One of the reasons I like social media is that I get to participate in awesome conversations in a variety of different settings about multiple issues.

A friend of mine updated his status today that he recently watched a movie with his wife, called “Mekudeshet”. A bunch of us wanted to know what it was about, and he explained that it followed three women in Israel, who had been refused a Get (Jewish bill of divorce) from their husbands. They had become Agunot (chained women). It took two of them five years to receive their Get, and the third was still waiting.

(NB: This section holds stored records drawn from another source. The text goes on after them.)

PR #843, opened 2026-08-26
Fix: handle PushConstant binding ranges in bindAsValue

konakona418:
`bindAsValue` iterates over every binding range of a shader object, and its two switches have no case for `SlangBindingType::PushConstant`. Any shader with a `[vk::push_constant]` parameter therefore falls through to the default branch and trips `SLANG_RHI_ASSERT_FAILURE`, both in the descriptor write loop and in the sub-object loop.

Push constant data is carried in the shader object's uniform data and written via vkCmdPushConstants, so no descriptor work is needed here, the same as ConstantBuffer and ParameterBlock.

### DIFF
--- a/src/vulkan/vk-shader-object.cpp
+++ b/src/vulkan/vk-shader-object.cpp
@@ -449,6 +449,7 @@ Result BindingDataBuilder::bindAsValue(
         case slang::BindingType::ConstantBuffer:
         case slang::BindingType::ParameterBlock:
         case slang::BindingType::ExistentialValue:
+        case slang::BindingType::PushConstant:
             break;
 
         case slang::BindingType::Texture:
@@ -656,7 +657,9 @@ Result BindingDataBuilder::bindAsValue(
             break;
         case slang::BindingType::RawBuffer:
         case slang::BindingType::MutableRawBuffer:
-            // No action needed for sub-objects bound though a `StructuredBuffer`.
+        case slang::BindingType::PushConstant:
+            // No action needed for sub-objects bound though a `StructuredBuffer`
+            // or a push constant.
             break;
         default:
             SLANG_RHI_ASSERT_FAILURE("Unsupported sub-object type");


jhelferty-nv:

Auto-assigned @jkiviluoto-nv as shepherd for this Community PR.

FYI for maintainers: committer signal on the changed files is higher for skallweitNV than for the auto-requested reviewer (jkiviluoto-nv). They were not auto-requested; a human may optionally add them as a reviewer.

jkwak-work (commented):
It looks good to me.
But I like to ask @skallweitNV to approve

skallweitNV (changes requested):
Handling `PushConstant` in the descriptor-range switch is correct, but treating it as a no-op in the sub-object switch is not.

`[[vk::push_constant]] ConstantBuffer<T>` is an explicitly supported Slang construct. The [[Slang documentation](https://docs.shader-slang.org/en/stable/parameter-blocks.html#push-constant-ranges)](https://docs.shader-slang.org/en/stable/parameter-blocks.html#push-constant-ranges) states that it reflects as a `BindingType::PushConstant` sub-object range. Upstream compiler tests also use this exact form, including the [[SPIR-V layout test](https://github.com/shader-slang/slang/blob/master/tests/spirv/push-constant-layout.slang#L10-L18)](https://github.com/shader-slang/slang/blob/master/tests/spirv/push-constant-layout.slang#L10-L18).

For such an explicit global push constant, the data lives in the child shader object’s `m_data`. It does not pass through `bindAsEntryPoint()`, which is currently the only path that appends data to `pushConstantData` for `vkCmdPushConstants`. Therefore, the new sub-object `break` silently skips the object containing the push-constant bytes.

There is also an earlier layout issue that this PR does not address: `addBindingRanges()` does not count `PushConstant` ranges in `m_subObjectCount`. A focused runtime test using the documented explicit form still crashes on this PR during root shader-object construction because reflection reports one push-constant sub-object while the Vulkan layout allocates zero sub-object slots.

The relationship to [[slang#11147](https://github.com/shader-slang/slang/issues/11147)](https://github.com/shader-slang/slang/issues/11147) is also unclear. That issue says the offending `BindingType` was unknown, and the affected shader contains no explicit push constant or `ConstantBuffer`. Please provide a reproducer or captured `"Unsupported binding type: 14"` output demonstrating that this patch addresses that failure.

I think the first addition is directionally correct because push constants do not require descriptor writes. The sub-object case needs complete handling instead:

- count and instantiate `PushConstant` sub-objects;
- copy their ordinary data into the corresponding `VkPushConstantRange`;
- recurse into contained bindings;
- add an explicit Vulkan runtime test.

As written, this suppresses an assertion without correctly binding the documented explicit push-constant form.

skallweitNV:
Opened https://github.com/shader-slang/slang-rhi/pull/848 to fix this plus the push constant support for constant buffers.

skallweitNV:
@konakona418 let me know if think there is still open follow-up after #848 merged, otherwise lets close this.

konakona418:
Thank you for the explanation. Closing the PR.

PR #846, opened 2026-08-27
Share constant buffer pages across command buffers

### LINKED ISSUE #844: Per-command-buffer 4 MiB constant-buffer pools cause multi-GiB retention and D3D12 binding failures
## Summary

Each D3D12 command buffer owns a `ConstantBufferPool` whose first allocation creates a 4 MiB upload buffer. Retired command buffers are cached by `CommandQueueImpl`, and `ConstantBufferPool::reset()` resets only the page index/offset; it does not release the allocated pages.

Workloads that submit many small command buffers can therefore retain several GiB of upload buffers, command allocators, and command lists. On D3D12 this eventually produces repeated:

```text
[ERROR] (rhi) layer: Failed to get binding data
```

and subsequent device/readback failures.

This was originally reported as shader-slang/slangpy#665.

## Reproduction

A headless two-file SlangPy reproduction is available here:

https://gist.github.com/kaizhangNV/b817c7ce7aa84bf2810acbbe4bfcfc60

It has no window, swapchain, or image dependencies. With a current SlangPy build and NumPy installed:

```powershell
python issue665-headless-repro.py
```

The training loop performs 250 iterations per frame. Each iteration submits one differentiation call plus seven optimizer calls and seven tensor clears, for approximately 3,750 command-buffer submissions per frame. About 2,000 of those command buffers allocate ordinary uniform data and therefore instantiate a constant-buffer page.

## Observed result

On the tested D3D12 system, frames 0-3 complete. During frame 4 the process begins emitting `Failed to get binding data` repeatedly and exits with a device failure.

The original reproduction also reports growing live-object counts for:

- `ID3D12CommandAllocator`
- `ID3D12GraphicsCommandList`
- `ID3D12Resource`

## Source analysis

- D3D12 `ConstantBufferPool::kPageSize` is 4 MiB.
- A pool is owned by every `CommandBufferImpl`.
- `CommandQueueImpl` retains retired command buffers in `m_commandBuffersPool` until queue shutdown.
- `CommandBufferImpl::reset()` calls `m_constantBufferPool.reset()`.
- `ConstantBufferPool::reset()` preserves `m_pages`; it only resets `m_currentPage` and `m_currentOffset`.

For the reproduction, roughly 2,000 pages x 4 MiB gives a theoretical high-water allocation of about 7.8 GiB for constant-buffer pages alone, before accounting for the command allocators, command lists, descriptors, tensors, and other resources.

The generic binding error does not identify the failed allocation. `getBindingData()` can propagate failures from both descriptor allocation and `ConstantBufferPool::allocate()`/buffer creation, so the current log message is insufficient to distinguish them.

## Cross-backend observation

Vulkan currently has the same 4 MiB per-command-buffer pool and retains its pages on reset. The reproduction completed three frames on the tested Linux/Vulkan machine, but one frame (3,755 submissions in the original sample) reached a maximum RSS of 9,298,704 KiB (~8.87 GiB).

D3D11 uses 64 KiB pages. CUDA uses 16 KiB pages and returns its page allocations during reset.

## A/B validation

As a diagnostic experiment, changing only the D3D12 page size from 4 MiB to 64 KiB made the original Windows reproduction complete ten frames without binding errors. The baseline failed during frame 2 on the same machine/build.

This demonstrates that constant-buffer page pressure is causal, but a global one-line page-size change may not be the complete production design. Possible fixes include:

- use a small initial page and grow only when a command buffer actually records more uniform data;
- trim large/excess pages when command buffers retire;
- use a queue/device-level fence-aware upload arena;
- bound the number of cached/in-flight command buffers;
- propagate the actual allocation error instead of logging only `Failed to get binding data`.

The Vulkan pool should be audited/fixed alongside D3D12.

## Tested configuration

- SlangPy: `2c8afea2bbdcaf8c87db0797a2504c2fb15fe866`
- slang-rhi: `1a9768741246b1f356116d5dfa305933034ce049`
- OS: Windows 10 Pro 22H2, build 19045
- GPU: NVIDIA RTX 3500 Ada Generation Laptop GPU
- NVIDIA driver: 582.16 (`32.0.15.8216`)
- Python: 3.12.10

Related SlangPy issue: https://github.com/shader-slang/slangpy/issues/665

kaizhangNV:
## Summary

- Replace the private 4 MiB D3D12/Vulkan constant-buffer page in every command buffer with a queue-owned shared `StagingHeap`.
- Start shared constant-buffer pages at 64 KiB and grow geometrically up to 4 MiB only when recorded uniform-data demand requires it.
- Keep suballocation handles on each command buffer until its submission fence retires, so ranges cannot be reused while the GPU may still read them.
- Release empty grown pages immediately and retain at most one warm 64 KiB page for reuse.
- Add native allocator and D3D12/Vulkan regressions covering page growth, trimming, fence-scoped lifetime, page reuse, and GPU result validation.

## Validation

- GCC Debug library/test build on Linux.
- Focused Vulkan regressions: 2 test cases and 1,343 assertions passed.
- All Vulkan staging-heap tests: 11 test cases and 113 assertions passed.
- Broader Vulkan suite with environment-dependent `surface-*` tests excluded: 864 test cases and 75,138,985 assertions passed.
- MSVC Debug `slang-rhi-tests` build on Windows 10 / D3D12 (`192.168.0.96`).
- D3D12 page-growth test: 26 assertions passed.
- D3D12 fence/retirement integration test: 1,318 assertions passed.
- `pre-commit run --all-files` passed.

Fixes #844

### DIFF
--- a/CMakeLists.txt
+++ b/CMakeLists.txt
@@ -1067,6 +1067,7 @@ if(SLANG_RHI_BUILD_TESTS AND NOT SLANG_RHI_BUILD_SHARED AND NOT EMSCRIPTEN)
         tests/test-caching-allocator.cpp
         tests/test-command-encoder.cpp
         tests/test-compilation-report.cpp
+        tests/test-constant-buffer-pool.cpp
         tests/test-cmd-clear-buffer.cpp
         tests/test-cmd-clear-texture.cpp
         tests/test-cmd-copy-buffer.cpp
--- a/src/command-buffer.h
+++ b/src/command-buffer.h
@@ -11,6 +11,7 @@
 #include "reference.h"
 #include "command-list.h"
 #include "device-child.h"
+#include "staging-heap.h"
 
 #include "rhi-shared-fwd.h"
 
@@ -52,6 +53,7 @@ public:
 
 public:
     QueueType m_type;
+    StagingHeap m_constantBufferHeap;
 };
 
 class RenderPassEncoder : public IRenderPassEncoder
--- a/src/d3d12/d3d12-command.cpp
+++ b/src/d3d12/d3d12-command.cpp
@@ -1919,7 +1919,8 @@ Result CommandQueueImpl::init(uint32_t queueIndex)
         CreateEventEx(nullptr, nullptr, CREATE_EVENT_INITIAL_SET | CREATE_EVENT_MANUAL_RESET, EVENT_ALL_ACCESS);
 
     StagingHeap::Config constantBufferHeapConfig;
-    constantBufferHeapConfig.pageSize = 4 * 1024 * 1024;
+    constantBufferHeapConfig.pageSize = 64 * 1024;
+    constantBufferHeapConfig.maxPageSize = 4 * 1024 * 1024;
     constantBufferHeapConfig.memoryType = MemoryType::Upload;
     constantBufferHeapConfig.usage = BufferUsage::ConstantBuffer;
     constantBufferHeapConfig.defaultState = ResourceState::ConstantBuffer;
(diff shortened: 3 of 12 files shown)


skallweitNV (commented):
I've arrived at another solution to this. See https://github.com/shader-slang/slang-rhi/pull/849 

Please review and report back if this solves the issue.

kaizhangNV:
Close this PR as the alternative is merged.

A very interesting discussion ensued. One of his other friends who had apparently been an agunah replied to his post. One of the things that she mentioned was that there was a case, allegedly, in Israel where a divorced woman went to the secular courts to resolve a child support issue, instead of the Bet Din as was specified in her divorce agreement, and her Get was therefore allegedly nullified, even though she had since remarried.

Now, I thought that the Get was 100% final. From all the experience I have had and all the reading that I have done, there is nothing that even hints that this possibility is remotely existent. There is nothing that I have seen anywhere that allows for this revocation to take place.

Reading this I knew a split second of fear. I thought once you walked out of the room in the Beit Din the whole thing was over. I hadn’t realized that there could be a possibility of it being reopened.

I am so hoping this is an urban myth, but the commenter very strongly stressed that this was true.